Me expreso mucho mejor por escrito que verbalmente. No sé si mis trabas para el cara a cara son el peaje de mi devoción por la tinta y el papel. No sé si la escritura es un refugio por mi incapacidad para saber llevar a los sonidos exactos lo que pasa por mi cabeza. No sé si es el traje perfecto para mi introversión o las secuelas de ese descubrimiento tan doloroso y a la vez tan terapéutico de 'la herida del niño'. Pero así ha sido siempre.

De un tiempo a esta parte, la curva ha dibujado una nueva figura. Noto de un lado que mis días de plenitud literaria ya no subirán más el listón más allá de algún chispazo; al mismo tiempo, también percibo cómo algunas de las capas que me impedían ser certero en el cara a cara se han desprendido. Es rara esta sensación de perder capacidad en las manos para ganarla con la lengua. Una fase evolutiva en cualquier caso, y no hay necesidad de usar las etiquetas de mejor o peor, imagino que toca pasar otra crisálida, abrazar el cambio y pensar en la nueva ganancia adquirida.

Así que, aunque irónicamente lo estoy expresando a través de esta columna, celebro mi paso al frente de comunicarme mejor con las personas en conversaciones. Y no es precisamente que piense que mis textos sean malos, sino que uno se imaginaba envejeciendo a lo Hemingway, siendo capaz de parir una novela cada uno o dos años, que las canas también le sientan bien a la literatura. Ahora, en cambio, me refugio en textos más breves para que reluzca mi verbo. Imagino que es la manera de no pensar en las derrotas que he sufrido cuando he intentado escribir un libro extenso. De compensarlas con atajos o triquiñuelas morales. Quizá sea una inteligente manera de vencer a ese monstruo de la decepción. Puede que solo quiera ganar tiempo (irónica expresión esta). O seguramente sean todas esas cosas a la vez.

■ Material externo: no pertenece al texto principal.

PR #4907, opened 2020-07-06
No more crashes when hyperjumping

### LINKED ISSUE #4901: Game crashes when hyper jumping while having any ship screen open
### Observed behaviour
Game crashes when hyper jumping while having any ship screen open

### Expected behaviour
Game should not crash

### Steps to reproduce
1. Select any destination on your hyper jump computer
2. Take off and activate hyper jump
3. Before hyper jump occurs open any ship info screen

__My pioneer version (and OS):__ 20200203 (Windows 7)
Error messages and PC specs included in Screenshots

Error
Error_2
Specs

Gliese852:
## Commits

<strike>

### Notify the camera when the ship changes the frame

Since the camera is not tied to the ship, but to the frame of the ship, when the frame changes, the information in the camera becomes irrelevant. If the worldview is active, it is quickly updated, but if the worldview is not active, an accident occurs.
This patch fixes a crash when hyper jumping with an open info screen.

### Rename CameraContext vars to cameraContext (optional)

Many variables of type CameraContext are called camera, and this seems to be confusing because there is also a type Camera, and variables of this type, also called "camera" or something like that.
</strike>

_The problem with info screens was resolved in #4941_
### Fix crashes when hyperjump with a map opened
ezgif-2-f0135cd12af1
Fixes #4901

**System map:** add a check to see if we are in hyperspace

**Sector map:**
 - move the drawing of the player's indicator from `DrawNearSector` up to `Draw3D`
 - calculate the interpolated position of the player's indicator during a hyperjump
 - don't display current system during hyperjump (lua-side)
 - fix selected system indicator (green circle), it pointed not to the the selected system, but to the current system

**Also:**
 - add easing function into `utils.cpp` to smooth the movement of the player indicator
 - move fuel reduction from the start of the hyperjump to the end
 - force handling of lua events immediately after entering system

## TODO:
- [x] Fix crash in the system map.
- [x] Fix crash in the sector map.
- [x] Show player movement between systems in the sector map

### DIFF
--- a/data/libs/Equipment.lua
+++ b/data/libs/Equipment.lua
@@ -320,7 +320,7 @@ HyperdriveType.HyperjumpTo = function (self, ship, destination)
 	return ship:InitiateHyperjumpTo(destination, warmup_time, duration, sounds), fuel_use, duration
 end
 
-HyperdriveType.OnEnterHyperspace = function (self, ship)
+HyperdriveType.OnLeaveHyperspace = function (self, ship)
 	if ship:hasprop('nextJumpFuelUse') then
 		local amount = ship.nextJumpFuelUse
 		ship:RemoveEquip(self.fuel, amount)
--- a/data/libs/Ship.lua
+++ b/data/libs/Ship.lua
@@ -1015,12 +1015,9 @@ local onEnterSystem = function (ship)
 			end
 		end
 	end
-end
-
-local onLeaveSystem = function (ship)
 	local engine = ship:GetEquip("engine", 1)
 	if engine then
-		engine:OnEnterHyperspace(ship)
+		engine:OnLeaveHyperspace(ship)
 	end
 end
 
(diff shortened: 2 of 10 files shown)


Gliese852:
Apparently, this PR should wait for #4908 to merge.

Web-eWorks:
Not necessarily, but I'd much prefer seeing: a) the frame-switching logic moved to ShipViewController instead of duplicating it in the (soon-to-be-deprecated) CameraController subclasses, and b) the logic related to reacting to a change in frames attached to the Player ship or, more efficiently, in the ShipViewController (a simple check once per frame to compare FrameIds is literally a single cycle, something we can well afford compared to adding 16+ bytes and an irrelevant signal handler call to every single ship's datum in the world.)

If we have another impending use-case for an `onChangeFrame` signal attached to all ship objects I stand corrected on the latter point, but I'd rather keep fixes like this well contained and work on *removing* methods and logic from the monolithic object hierarchy we have now.

Gliese852:
@Web-eWorks I touched the framework in this query, because there was a crash in hyperspace, as a result of calling function `Pi::game->GetWorldView()->BeginCameraFrame();`. Since it will be deleted in #4908, existing commits (and signals) will most likely not be needed.

Web-eWorks (approved):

Y ahí ando, entre columnas de opinión, pequeñas creaciones diseminadas por redes sociales, pasodobles, notas que tienen a mi móvil como único confesor. Y eso no quita para que me sienta bien orgulloso de ellas y les reconozca mi calidad. Ni siquiera pretendo que esto llegue como un lamento, en mi cabeza es solo la biografía de otro momento vital más.

Igual que disfruto más de las conversaciones. De cómo ahora vomito con más facilidad los fantasmas que antes levantaban muros en mi garganta. Y aunque nunca he sido muy fan de mi voz, me siento más henchido al oír cómo va consiguiendo cada vez más identificarse con el proceso neuronal que las llevó hasta mi lengua. Ese darwinismo es también una maravillosa noticia para sobrevivir a un mundo en continuo cambio, más con el papel en peligro de extinción.

A lo mejor va siendo hora también de aceptar la reflexión que mi amigo Mario, otro escritor frustrado como yo, me hizo tiempo atrás cuando le pregunté si me veía escribiendo una novela: "Relatos cortos, Malo. No te hace faltan grandes giros ni muchos personajes. Tú puedes desarrollar muy bien los sentimientos. Las pequeñas tramas. Yo empezaría por ahí. Y lo más importante: escribes muy bien, pero eso es una presión muy grande. No te cargues la mochila". Quizá va llegando la hora de que, casi por arte de magia, abra mi palabra a nuevos términos. Al final, lo importante es no dejar de comunicarse bien y encontrar la plataforma que mejor se adapte a ello, no la que más te guste.